INSIGHTS INTO PXR-MEDIATED GENE REGULATION^*

Carrie A. Vyhlidal, Peter K. Rogan¶, and J. Steven Leeder||

From the Section of Developmental Pharmacology and Experimental Therapeutics, Division of Pediatric Clinical Pharmacology and Medical Toxicology and ^¶Laboratory of Human Molecular Genetics, Children's Mercy Hospital and Clinics, Kansas City, Missouri 64108

The pregnane X receptor (PXR) acts as a receptor to induce gene expression in response to structurally diverse xenobiotics through binding as a heterodimer with the 9-cis retinoic acid receptor (RXR) to enhancers in target gene promoters. We identified and estimated the affinities of novel PXR/RXR binding sites in regulated genes and additional genomic targets of PXR with an information theory-based model of the PXR/RXR binding site. Our initial PXR/RXR model, the result of the alignment of 15 previously characterized binding sites, was used to scan the promoters of known PXR target genes. Sites from these genes, with information contents of >8 bits bound by PXR/RXR in vitro, were used to revise the information weight matrix; this procedure was repeated by screening for progressively weaker binding sites. After three iterations of refinement, the model was based on 48 validated PXR/RXR binding sites and has an average information content (R_sequence) of 14.43 ± 3.21 bits. A scan of the human genome predicted novel PXR/RXR binding sites in the promoters of UGT1A3 (19.78 bits at –8040 and 16.37 bits at –6930) and UGT1A6 (12.74 bits at –9216), both of which were identified previously as targets for PXR. These sites were subsequently demonstrated to specifically bind PXR/RXR in competition electrophoretic mobility shift assays. A strong PXR site was also predicted upstream of the CASP10 gene (18.69 bits at –7872) and was validated by binding studies and reporter assays as a PXR responsive element. This suggests that the PXR-mediated response extends beyond genes involved in drug biotransformation and transport.

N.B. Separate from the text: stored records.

PR #1676, opened 2022-10-02
perf: add query parameter to benchmark

anonrig:
Referencing https://github.com/nodejs/undici/pull/1673, this pull request adds `query` as a parameter to benchmarks.

### DIFF
--- a/benchmarks/benchmark.js
+++ b/benchmarks/benchmark.js
@@ -32,6 +32,14 @@ const httpBaseOptions = {
   hostname: 'localhost',
   method: 'GET',
   path: '/',
+  query: {
+    frappucino: 'muffin',
+    goat: 'scone',
+    pond: 'moose',
+    foo: ['bar', 'baz', 'bal'],
+    bool: true,
+    numberKey: 256
+  },
   ...dest
 }
 


ronag:
Not sure this is very indicative for the most common use cases...

anonrig:
Thank you for the comment @ronag. This is the worst-case scenario, since `URL` and `node:querystring` supports all parameters in this object, but I'm happy to adjust it if you have any suggestions.

anonrig:
Here are the benchmark inputs from the Node repository: https://github.com/nodejs/node/blob/main/benchmark/querystring/querystring-stringify.js#L11

ronag:
I think we should optimize for most common case rather than worst case. I'm not sure what that is but I'm pretty sure e.g. BigInt is quite unusual...

anonrig:
> I think we should optimize for most common case rather than worst case. I'm not sure what that is but I'm pretty sure e.g. BigInt is quite unusual...

That seems reasonable. I'll remove it, and update the pull-request.

ronag (approved):

KhafraDev (approved):

PR #1677, opened 2022-10-02
feat(util): use node:querystring for buildURL

KhafraDev:


ronag (commented):
Why remove tests?

KhafraDev:
the tests were checking error messages that were no longer applicable, I added tests for a bunch of types as a replacement. I could add them back but i'm not sure how useful they would be

ronag (approved):

ronag:
LGTM assuming we are pretty sure this is not breaking

lib/core/util.js
```diff
@@ -26,49 +27,12 @@ function isBlobLike (object) {
...
-  }
-
-  const serializedParams = parts.join('&')
-
-  if (serializedParams) {
-    url += '?' + serializedParams
-  }
-
-  return url
+  return url + '?' + stringify(queryParams)
```
anonrig, line 35: What happens if stringify returns empty string? Can you handle that scenario?

anonrig (changes requested):

anonrig:
@KhafraDev Can you rebase your branch?

mcollina (approved):
lgtm

lib/core/util.js
ronag: Do we need to check if the url already contains a query string?

anonrig: We don't need to do that since we already do that at the beginning of the string by checking for `?` or `#`.

KhafraDev: an empty string is handled now 👍

anonrig (approved):

ronag (approved):

kibertoad:
@ronag @mcollina It's been forever since the last release, shall a new version be cut?

anonrig:
I'll open a new pull request to see the benchmark results for before/after `fast-querystring`.

PR #1782, opened 2022-11-23
fix: use readable-stream

ronag:


ronag:
Could have impact when vendoring into node. Should probably use proper stream in that case... is there an easy fix for that? i.e. alias `readable-stream` with `stream` when required by core?

mcollina:
We should definitely _not_ bundle readable-stream when preparing the code for core.

ronag:
@targos

targos:
What about this:

```diff
diff --git a/package.json b/package.json
index a02ae10..222a235 100644
--- a/package.json
+++ b/package.json
@@ -41,7 +41,8 @@
     "docs"
   ],
   "scripts": {
-    "build:node": "npx esbuild@0.14.38 index-fetch.js --bundle --platform=node --outfile=undici-fetch.js",
+    "build:node": "npx esbuild@0.15.15 index-fetch.js --bundle --external:readable-stream --platform=node --outfile=undici-fetch.js",
+    "postbuild:node": "sed -i 's/require(\"readable-stream\")/require(\"stream\")/g' undici-fetch.js",
     "prebuild:wasm": "docker build -t llhttp_wasm_builder -f build/Dockerfile .",
     "build:wasm": "node build/wasm.js --docker",
     "lint": "standard | snazzy",
```

ronag:
Thank you! Applied.

ronag:
@mcollina wdyt?

mcollina:
CI seems really unhappy with this change.

ronag:
@mcollina yea, assuming I managed to fix that, do you have any further objections?

mcollina:
Not, it should have been like this from the beginning but we were stuck with a very old and legacy version of `readable-stream`.

targos:
Isn't the fix simply to `npm install readable-stream` ?

jimmywarting:
I would prefer if you just used `node:stream` instead of depending on a npm package

ronag:
> I would prefer if you just used `node:stream` instead of depending on a npm package

Why?

jimmywarting:
> > I would prefer if you just used `node:stream` instead of depending on a npm package
> 
> Why?

- Fewer dependencies
- faster to download
- `node:stream` is always up to date with newest features
- `readable-stream` have lagged behind in features
- `readable-stream` also depends on buffer which itself haven't been updated for 2y
- so it will use a npm:buffer instead of nodes which is also slower than node:buffer when it comes to things like `buf.toString()` as it dosen't use native code and so on.

ronag:
@mcollina wdyt?

mcollina:
Why did you want to do this change in the first place?

ronag:
Make sure we have the latest stream fixes even when not running latest version of Node.

ronag:
> * `node:stream` is always up to date with newest features

This is a truth with modification. Only if/when you are running latest version of Node. Otherwise, the opposite should be true.

> * `readable-stream` have lagged behind in features

I think and hope that situation is no longer true.

> * `readable-stream` also depends on buffer which itself haven't been updated for 2y

Yea, I guess that is a problem.

> * so it will use a npm:buffer instead of nodes which is also slower than node:buffer when it comes to things like `buf.toString()` as it dosen't use native code and so on.

Also true.

jimmywarting:
also it uses abort-controller polyfill instead of using built in whenever available. and it too lacks things like `AbortSignal.prototype.reason`

ronag:
> I mostly saw it as "just to bring it outside of nodejs". all those legacy package never updated their own code after a while and those started to lack newer features such as async iterable

For me. I want to have all the latest fixes and features from Node streams even when running LTS.

ronag:
Would be nice if it only used the polyfills when required, i.e. running an older Node version than expected.

mcollina:
@jimmywarting those sounds good improvements to do to `readable-stream`. Maybe open a few issues there / or send PRs?

ronag:
So it seems to me like this could be a good idea but would require some more things from readable-streams:

- [ ] https://github.com/nodejs/readable-stream/issues/501
- [ ] Only use buffer package when Node version < expected
- [ ] Only use abort-controller package when Node version < expected

jimmywarting:
> Maybe open a few issues there / or send PRs?

I'm not so keen at working on buffer and/or stream. i have a huge cross compatible code mindset, such as (async)Iterators + uint8array instead (and now web streams). also got a huge bundlephobia for large packages 😝 

But you can go ahead and do that...
conditional import when required is a 👍 

I just recently did a config.js in one of my project that only exported the things i need to work with such as:
```js
const config = {
  ReadableStream: globalThis.ReadableStream,
  WritableStream: globalThis.WritableStream,
  TransformStream: globalThis.TransformStream,
  Promise: globalThis.Promise,
  DOMException: globalThis.DOMException,
  Blob: globalThis.Blob,
  File: globalThis.File
}

export default config
```
and if developers wanted to they could override all those things before i even start using anything of it...
```js
import config from 'mod/config.js'
config[xyz] = zxy
import mod
```
so if they needed to support older version then they could bring their own polyfill and the version they needed/wanted/or already had

package.json
```diff
@@ -41,7 +41,8 @@
     "docs"
   ],
   "scripts": {
-    "build:node": "npx esbuild@0.14.38 index-fetch.js --bundle --platform=node --outfile=undici-fetch.js",
+    "build:node": "npx esbuild@0.15.15 index-fetch.js --bundle --external:readable-stream --platform=node --outfile=undici-fetch.js",
+    "postbuild:node": "sed -i 's/require(\"readable-stream\")/require(\"stream\")/g' undici-fetch.js",
```
targos, line 45:
```suggestion
    "build:node": "npx esbuild@0.15.16 index-fetch.js --bundle --alias:readable-stream=stream --platform=node --outfile=undici-fetch.js",
```

esbuild just added a flag for this: https://github.com/evanw/esbuild/releases/tag/v0.15.16

PR #1785, opened 2022-11-25
fix(fetch): set content-length header for FormData body

### LINKED ISSUE #1783: content-length never sent
Are there any plans to optionally send the content-length header?

Some API's reject requests that are missing the header, for example sending FormData to AWS S3 returns 411.

KhafraDev:
Fixes #1783 

If you have a better solution feel free to let me know.

WPTs test this behavior so I only added 1 normal test.

---

I also checked what Deno did; they convert the FormData to a Blob and then read the `.size` property for the length. If we did that here, we would set `action` to `blob.stream()`. I considered doing this but decided against it because we'd have to load the entirety of the FormData into memory first.


mcollina:
Should the WPT test be enabled or something?

test/fetch/content-length.js
```diff
@@ -0,0 +1,31 @@
...
+const { test } = require('tap')
+const { Blob } = require('buffer')
+const { FormData, fetch } = require('../..')
+const { once } = require('events')
+const { createServer } = require('http')
+
+const isV16x = process.version.startsWith('v16.')
+
+// https://github.com/nodejs/undici/issues/1783
+test('Sending a FormData body sets Content-Length header', { skip: isV16x }, async (t) => {
```
mcollina, line 12: why skipped on node 16?

KhafraDev: The length is different on ubuntu v16.x for some reason (3 extra characters somewhere).

KhafraDev:
> Should the WPT test be enabled or something?

They already are! https://github.com/nodejs/undici/tree/main/test/wpt/tests/FileAPI/file (`send-file-formdata-*` tests)

test/fetch/content-length.js
JamesKyburz: > The length is different on ubuntu v16.x for some reason (3 extra characters somewhere).

Could it be the random identifier in boundary?

KhafraDev: yes, most likely. Although locally tests passed in v16 so I decided just to disable this one as there are other tests that run and will fail if there's an issue with the content-length calculation in the future.

ronag: I would prefer if we understood what's going on here

KhafraDev: A weird ubuntu-only ci-only (?) 'bug' where the length calculated is different than other platforms. The length was calculated correctly and the body was sent, otherwise we'd get an error for mismatched content-length.

ronag: How can the length be calculated differently?

jimmywarting: maybe you are calling `Math.random()` twice? once when you are calculating the length and another time when you are sending the bits to the api endpoint?

Anyway Math.random() can return different length.
```js
i=1000; while(i--) console.log(Math.random().toString().length) // 17-20 can vary more...
```

> I considered doing this but decided against it because we'd have to load the entirety of the FormData into memory first.

A good Blob impl wouldn't have to read everything into memory if it can just make references points to other blob parts.
so: `new Blob([file1, file2])` would only hold 2 references points to other blob barts without reading anything into memory basically.
only the strings would allocate new memory. (btw, doing it as you have currently done requires to basically do the same logic twice `escape + normalizeLinefeeds` where as a formData to blob would already have pre computed the data that needs to be sent. 

The history of Deno's formData to blob originates from my formdata package where the old browsers wouldn't be able to write a stream to the request (so had to have all data ready at `xhr.send(blob)`

I think it's a decent solution...

jimmywarting: In my formdata impl (where i did generate the boundary i did something like 
```js
`${ Math.random() }${ Math.random() }`.slice(-28).padStart(32, '-')`
```
so i always had the same length...

KhafraDev: I'll remove this test since we have coverage for sending POST requests with FormData bodies already, since it relies on a length which can/might vary(?).

ronag: Why not fix it?

KhafraDev: Nothing is really broken - otherwise we'd get a content-length mismatch error. We also have both normal tests and WPTs that ensure that the length is being calculated properly.

Maybe in a future PR we could use a fixed length boundary.

ronag (approved):

mcollina:
> > Should the WPT test be enabled or something?
> 
> 
> 
> They already are! https://github.com/nodejs/undici/tree/main/test/wpt/tests/FileAPI/file (`send-file-formdata-*` tests)

I might not understand our herness, the point of tests is that they fail the build if they are not passing.

KhafraDev:
The WPTs don't test for an exact content-length header value because it'd be impossible to do with the varying boundary between platforms. However those tests ensure that utf-8 and ascii files/file names work correctly and the content-length header value is correct (because undici checks the content-length value and throws an error if they mismatch).

The WPT runner will cause the CI to fail if any tests fail. All the tests are passing with this change, which means that with ascii & utf-8 file names and bodies, the length is correct.

mcollina:
> The WPTs don't test for an exact content-length header value because it'd be impossible to do with the varying boundary between platforms. However those tests ensure that utf-8 and ascii files/file names work correctly and the content-length header value is correct (because undici checks the content-length value and throws an error if they mismatch).

The overall goal of this feature is to send a content-length to the server. A test therefore is needed.

KhafraDev:
yeah, that's a good point. I'll add in a test that ensures the header is sent & is a numeric value, and leave a TODO to check the length once the boundary is a fixed length.

mcollina (approved):
lgtm

PR #1790, opened 2022-11-29
fix: connect option types

Kaciras:
This PR fixes `buildConnector.Options` issues:

* The `port` property passed from `URL.port` is a string.
* Missing `localAddress` and `httpSocket`.


mcollina (approved):
lgtm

Received for publication, July 26, 2004 , and in revised form, August 13, 2004.

^* This work was funded by Grant R01 ES10855-04 from the National Institutes of Health. The costs of publication of this article were defrayed in part by the payment of page charges. This article must therefore be hereby marked "advertisement" in accordance with 18 U.S.C. Section 1734 solely to indicate this fact.

The on-line version of this article (available at http://www.jbc.org) contains Supplementary Tables 1 and 2.

These authors contributed equally to this study.

^|| To whom correspondence should be addressed: Section of Developmental Pharmacology and Experimental Therapeutics, Div. of Pediatric Clinical Pharmacology and Medical Toxicology, Children's Mercy Hospital and Clinics, 2401 Gillham Rd., Kansas City, MO 64108. Tel.: 816-234-3059; Fax: 816-855-1958; E-mail: sleeder{at}cmh.edu.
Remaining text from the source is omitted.